The Flavors of Nature and How They Influence Your Health

The best part of my job is helping people get back in tune with their own bodies.

It's a skill like anything else, that process of reconnecting. But truthfully, we disconnect from ourselves for a number of reasons, and so it can take years to reawaken that relationship. I love using the natural world as a way to reopen the senses and rekindle that awareness.

Our senses do much more than add nuance and spice to our lives. While here in the US we tend to eat a pretty bland diet, we have evolved as humans to be able to identify distinct flavors, as the distribution of our taste buds would tell us. On a very reflexive level, our body responds to these flavors, extracting very valuable information about our environment, safety, and whether that food meets a particular bodily need. Flavor and smell in particular, imprint themselves deeply on our memory, and mix with our highest and lowest degree of memories. That is, we are meant to retain the information we gather from the flavors of plants in our environment. We are meant to use that as a guide. But for many of us, our association between flavors and our body response are long lost in the crevices of our most primal knowing.

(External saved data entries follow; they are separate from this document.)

PR #10106, opened 2022-02-08
Fix error handling in case of bad activity pk

nutrina:
##### Description

Improve error handling for '/activity' path.

##### Refers/Fixes

https://github.com/gitcoinco/private/issues/26

##### Testing

This returns a 404 page now (due to malformed URL), error is not logged.

### DIFF
--- a/app/retail/views.py
+++ b/app/retail/views.py
@@ -801,8 +801,12 @@ def get_specific_activities(what, trending_only, user, after_pk, request=None, p
 
     # single activity
     if 'activity:' in what:
-        activities = Activity.objects.filter(pk=what.replace('activity:', ''))
-        filter_applied = True
+        try:
+            activities = Activity.objects.filter(pk=what.replace('activity:', ''))
+            filter_applied = True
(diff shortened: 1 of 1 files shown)


app/retail/views.py
```diff
@@ -801,8 +801,12 @@ def get_specific_activities(what, trending_only, user, after_pk, request=None, p
 
     # single activity
     if 'activity:' in what:
-        activities = Activity.objects.filter(pk=what.replace('activity:', ''))
-        filter_applied = True
+        try:
+            activities = Activity.objects.filter(pk=what.replace('activity:', ''))
+            filter_applied = True
+        except ValueError:
+            # ValueError might be thrown if 'activity' is not a valid ok value (contains for example sting)
```
gdixon, line 808:
```suggestion
            # ValueError might be thrown if 'activity' is not a valid pk value (contains for example a string)
```

gdixon (approved):
Nice catch @nutrina! 🚀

If you were ever curious, here is some of the information you can derive from the flavors in the plants you encounter:

Bitter: This powerful flavor in plants tells us a lot about their medicinal value. Usually indicating the presence of potent chemical constituents like alkaloids, tannins, sesquiterpene lactones, etc, bitter is a flavor many either love or despise. Truthfully, the helpfulness of bitter flavor is very dose dependent. Simply thinking of a bitter green touching your tongue may make you begin to salivate just a bit more. Medicinally, bitter Spring greens like young dandelion or yellowdock leaves can be a welcome addition to the diet to stimulate the digestive process and make sure things are running smoothly. Large quantities of bitter, on the other hand, may overstimulate the gut, and/or be indicators of noxious substances in the plant. Power to our ancestors that did the taste-testing to help us tell the difference!

Sweet: Sweet was one of the best indicators to our ancestors that what we were devouring was a very quick, direct shot of calories. The sweetness of fruits, berries, and milder "sweetness" of grains told us there was solid food source to be had. We are wired to love sugar, so it's no wonder that this is a point of craving (and sometimes addiction) for many in the Western World. We are designed to respond to stress by "alleviating starvation," If only for a minute. From an herbal perspective, roots and tubers are often "sweeter" in nature and an indication of complex carbohydrate content that our gut bacteria simply *loves*. Wild but mild sweetness can be found this time of year in wild carrot roots, an in the pithy red partridgeberries still speckling the forest floor (see photo)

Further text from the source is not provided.